Clinicopharmacological studies of a newly synthesized cardiotonic agent (TA‐064) in patients with congestive heart failure

Abstract In animal experiments, a new inotropic agent, (‐)‐(R)‐1 ‐( p ‐hydroxphenyl)‐2‐[(3,4‐dimethoxyphenetyl)amino]ethanol, designated TA‐064 was found to possess a more positive inotropic than chronotropic action. Its effectiveness and lack of significant toxicity make it beneficial for clinical use as a cardiotonic in human heart failure. The effects of TA‐064 were investigated in patients with various types of heart disease (n=29).
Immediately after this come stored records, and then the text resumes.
PR #3513, opened 2024-11-22
Add model redeploying status

emilys314:
Closes https://issues.redhat.com/browse/RHOAIENG-3409

## Description

Makes the status a spinner after editing a model, popover message says "Redeploying".

Basically the status functions will prioritize looking at the target state, since that is more indicative of what is going on. 
I'm not 100% on what the correct message is to display. But the special return case could be removed and then it would default to the state of the target i.e. "Loading". 

image

## How Has This Been Tested?

1. Deploy a model
2. Edit the model and change something (most things will reload it)
3. The status should change to loading (the polling may be slow to update it)

## Test Impact

Jest unit tests could be added to the utils functions, but there aren't any so i didn't add any.

## Request review criteria:

If you have UI changes: 

@vconzola 

### DIFF
--- a/frontend/src/pages/modelServing/screens/global/utils.ts
+++ b/frontend/src/pages/modelServing/screens/global/utils.ts
@@ -14,7 +14,7 @@ export const getInferenceServiceStatusMessage = (is: InferenceServiceKind): stri
   const activeModelState = is.status?.modelStatus?.states?.activeModelState;
   const targetModelState = is.status?.modelStatus?.states?.targetModelState;
 
-  const stateMessage = targetModelState || activeModelState || 'Unknown';
+  const stateMessage = (targetModelState || activeModelState) ?? 'Unknown';
 
   if (
     activeModelState === InferenceServiceModelState.FAILED_TO_LOAD ||
--- a/frontend/src/pages/modelServing/screens/global/utils.ts
+++ b/frontend/src/pages/modelServing/screens/global/utils.ts
@@ -3,24 +3,36 @@ import { getDisplayNameFromK8sResource } from '~/concepts/k8s/utils';
 import { InferenceServiceModelState, ModelStatus } from '~/pages/modelServing/screens/types';
 import { asEnumMember } from '~/utilities/utils';
 
-export const getInferenceServiceActiveModelState = (
+export const getInferenceServiceModelState = (
   is: InferenceServiceKind,
 ): InferenceServiceModelState =>
-  asEnumMember(is.status?.modelStatus?.states?.activeModelState, InferenceServiceModelState) ||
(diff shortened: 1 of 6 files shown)


vconzola:
@kaedward Would you please take a quick peek at this? I think it looks OK, but you might have a different suggestion for the popover message.

frontend/src/pages/modelServing/screens/global/utils.ts
```diff
@@ -3,24 +3,36 @@ import { getDisplayNameFromK8sResource } from '~/concepts/k8s/utils';
...
+  }
 
-  const lastFailureMessage = is.status?.modelStatus?.lastFailureInfo?.message;
-  const stateMessage = activeModelState ?? targetModelState ?? 'Unknown';
+  if (
+    activeModelState === InferenceServiceModelState.LOADED &&
+    (targetModelState === InferenceServiceModelState.LOADING ||
+      targetModelState === InferenceServiceModelState.PENDING)
+  ) {
+    return 'Redeploying';
```
christianvogt, line 32: @emilys314 did you get a response yet on suggestion of the new text? If not, we can always do a followup to update the text if everything else is good to go with the PR.

Should add unit tests for this util function.

christianvogt (commented):
The jira issue mentions this:
> When activeModelState is in a pending state we will show the spinner without a tooltip.

Seems to me the fallback message right now is always going to be `Unknown` ?

frontend/src/pages/modelServing/screens/global/utils.ts
emilys314: No updates on the wording, i believe Katie is out until next week

Sure I'll add tests

emilys314:
> The jira issue mentions this:
> 
> > When activeModelState is in a pending state we will show the spinner without a tooltip.
> 
> Seems to me the fallback message right now is always going to be `Unknown` ?

Yeah so the active vs target states don't seem to be well documented anywhere, but here are some tests from kserve 
- https://github.com/search?q=repo%3Akserve%2Fkserve+ModelState&type=code
- https://github.com/kserve/kserve/blob/master/pkg/apis/serving/v1beta1/inference_service_status_test.go#L405

I don't think  `activeModelState` can ever just be pending.

During initial deployment it would have `activeModelState: '', targetModelState: Loading`

The popover text will be hidden if the function returns "", it can do that now because it looks at activeModelState which becomes that commonly. But targetModelState is more up to date so this PR would make it happen less.

However there does seem merit to return an emptry string sometimes so I can make a small update by changing 
`const stateMessage = targetModelState || activeModelState || 'Unknown';`
to
`const stateMessage = (targetModelState || activeModelState) ?? 'Unknown';`

alexcreasy (approved):
Not tested, but the code looks good - thanks Emily!

PR #3516, opened 2024-11-25
Enable Cypress E2E tests login to Dashboard URL with devFeatureFlags

manosnoam:
https://issues.redhat.com/browse/RHOAIENG-16164

## Description
- Pass query parameters (e.g devFeatureFlags) if the relative url is '/'.
- Login should override the user/password values (instead of append).

## How Has This Been Tested?
All Cypress E2E tests were run using Jenkins on a real cluster (dashboard-e2e):
image

## Test Impact
This PR enables us to run E2E on ODH Dashboard URL that includes `devFeatureFlags` in the query parameters.
To use, update your ODH_DASHBOARD_URL with the desired devFeatureFlags, in the Cypress variables file (`frontend/src/__tests__/cypress/test-variables.yml`), for example:
`ODH_DASHBOARD_URL: https://odh-dashboard-opendatahub.apps.your-server.domain.com?devFeatureFlags=true`

## Request review criteria:

- [ x] The developer has manually tested the changes and verified that the changes work
- [ x] Testing instructions have been added in the PR body (for PRs involving changes that are not immediately obvious).
- [ x] The developer has added tests or explained why testing cannot be added (unit or cypress tests for related changes)

- [x ] The developer has tested their solution on a cluster by using the image produced by the PR to `main`

### DIFF
--- a/frontend/src/__tests__/cypress/cypress/support/commands/application.ts
+++ b/frontend/src/__tests__/cypress/cypress/support/commands/application.ts
@@ -12,13 +12,17 @@ declare global {
   namespace Cypress {
     interface Chainable {
       /**
-       * Visits the URL and performs a login if necessary.
-       * Uses credentials supplied by environment variables if not provided.
+       * Visits relative URL (page) and performs a login if necessary.
+       * If relativeUrl is '/' or empty string, uses base URL with query parameters (i.e. DevFeatureFlags).
+       * If User credentials not provided, uses Admin credentials supplied by environment variables.
        *
-       * @param url the URL to visit
+       * @param relativeUrl the page to visit.
        * @param credentials login credentials
        */
-      visitWithLogin: (url: string, user?: UserAuthConfig) => Cypress.Chainable<void>;
+      visitWithLogin: (
+        relativeUrl: string,
+        credentials?: UserAuthConfig,
+      ) => Cypress.Chainable<void>;
 
       /**
        * Find a patternfly kebab toggle button.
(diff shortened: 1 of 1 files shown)


frontend/src/__tests__/cypress/cypress/support/commands/application.ts
```diff
@@ -148,31 +152,34 @@ declare global {
...
   } else {
-    cy.intercept('GET', url, { log: false }).as('visitWithLogin');
-
-    cy.visit(url, { failOnStatusCode: false });
-
-    cy.wait('@visitWithLogin', { log: false }).then((interception) => {
-      if (interception.response?.statusCode === 403) {
-        cy.log('Do login');
-        // do login
+    let fullUrl: string;
```
antowaddle, line 159: Can we also add some logging here of the full constructued URL?

Something like 
cy.log(`Constructed full URL: ${fullUrl}`);

frontend/src/__tests__/cypress/cypress/support/commands/application.ts
```diff
@@ -148,31 +152,34 @@ declare global {
...
+      fullUrl = new URL(relativeUrl, Cypress.config('baseUrl') || '').href;
+    } else {
+      fullUrl = new URL(Cypress.config('baseUrl') || '').href;
+    }
+    cy.step(`Go to: ${fullUrl}`);
+    cy.intercept('GET', fullUrl, { log: false }).as('page');
+    cy.visit(fullUrl, { failOnStatusCode: false });
+    cy.wait('@page', { log: false }).then((interception) => {
+      const statusCode = interception.response?.statusCode;
+      if (statusCode === 403) {
```
antowaddle, line 170: Could we also print the error code if there is a general error?
 
 cy.log(`Unexpected status code ${statusCode}. Throwing error.`);
throw new Error(`Failed to visit '${fullUrl}'. Status code: ${statusCode || 'unknown'}`);

frontend/src/__tests__/cypress/cypress/support/commands/application.ts
manosnoam: It's already there on line 165:
`cy.step(`Go to: ${fullUrl}`);`

frontend/src/__tests__/cypress/cypress/support/commands/application.ts
manosnoam: Why to print both log and error messages about the same status code ?
The error message already mentions it, so I don't think log is required.

frontend/src/__tests__/cypress/cypress/support/commands/application.ts
antowaddle: Okay, that should be fine then.

frontend/src/__tests__/cypress/cypress/support/commands/application.ts
antowaddle: Those were examples, I think either or is fine really. The key point I was highlighting was that if this fails we need to know why, what the error code was and what the constructed URL is/was, otherwise it will be difficult to debug.

manosnoam: Yes, good point. In line 182 it prints it via error message.

frontend/src/__tests__/cypress/cypress/tests/e2e/storageClasses/storageClasses.cy.ts
```diff
@@ -76,7 +76,7 @@ describe('An admin user can manage Storage Classes from Settings -> Storage clas
   });
 
   it('An admin user can set an enabled Storage Class as the default one', () => {
-    cy.visitWithLogin('/', HTPASSWD_CLUSTER_ADMIN_USER);
+    cy.visitWithLogin('', HTPASSWD_CLUSTER_ADMIN_USER);
```
christianvogt, line 79: @manosnoam I think using `/` as a relative URL or `/foo/` should be valid. Whether we need to strip trailing slashes should be something left to the underlying function.

frontend/src/__tests__/cypress/cypress/support/commands/application.ts
```diff
@@ -148,31 +152,34 @@ declare global {
...
+        cy.findAllByRole('link', credentials.AUTH_TYPE ? { name: credentials.AUTH_TYPE } : {})
           .last()
-          .click();
-        cy.get('input[name=username]').type(user.USERNAME);
-        cy.get('input[name=password]').type(user.PASSWORD);
+          .then(($link) => {
+            cy.wrap($link).click();
+          });
+        cy.get('input[name=username]').invoke('val', '').type(credentials.USERNAME);
+        cy.get('input[name=password]').invoke('val', '').type(credentials.PASSWORD);
```
christianvogt, line 179: Can we use `fill` instead?
```suggestion
        cy.get('input[name=username]').fill(credentials.USERNAME);
        cy.get('input[name=password]').fill(credentials.PASSWORD);
```

frontend/src/__tests__/cypress/cypress/tests/e2e/storageClasses/storageClasses.cy.ts
manosnoam: sure, I changed tests back to '/', and now passing the query parameters - only if defined in ODH_DASHOBAR_URL and if the relativeUrl is just '/' or empty.

FedeAlonso (approved):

Cardiac output increased, left ventricular end‐systolic dimension decreased, and left ventricular fractional shortening increased for 15 minutes after a single intravenous dose (1 mg). The plasma level of TA‐064 at the cessation of infusion was 61.1 ± 49.6 ng/ml and thereafter declined biexponentially. After a single oral dose (10 mg), TA‐064 appeared in the plasma at 30 minutes and reached its peak levels of 13.7 ± 5.6 ng/ml at 60 minutes. Seven hours later, the plasma level was 5.9 ± 3.1 ng/ml which was considered to be within the effective range according to the results after intravenous administration. In conclusion, minimal effective plasma levels of TA‐064 are obtained by oral administration of 10 mg three times a day.